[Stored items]
PR #3436, opened 2024-10-05
COMPAT: ensure that bbox in to_geo_dict and __geo_interface__ uses float, not np.float64

martinfleis:
I've ranomly stumbled upon an issue of seeing `np.float64(0)` in the output of `__geo_interface__` representing bbox. This should fix it.


m-richards (approved):
It's not obvious to me when this would go wrong, but happy that this would fix the problem you described.

martinfleis:
When a string `np.float64(0)` gets sent to JavaScript which has no clue what it means. I've hit this in the wild, which is what triggered the PR.

PR #3445, opened 2024-10-11
ENH: add grid_size parameter to union_all and dissolve

theroggy:


geopandas/base.py
```diff
@@ -2136,6 +2136,14 @@ def union_all(self, method="unary"):
               unary union algorithm. However, it can produce invalid geometries if the
               polygons overlap.
 
+        grid_size : float, default None
```
martinfleis, line 2139: Can we also add a sentence why this could be useful?

theroggy: I gave a try to add this... and tried to make the description less technical...

m-richards (approved):
Looks good, thanks @theroggy!

martinfleis (approved):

WORK ORDER: Locate the word "that" in the records and collect each line it appears in.

TASK RESULT:
COMPAT: ensure that bbox in to_geo_dict and __geo_interface__ uses float, not np.float64
It's not obvious to me when this would go wrong, but happy that this would fix the problem you described.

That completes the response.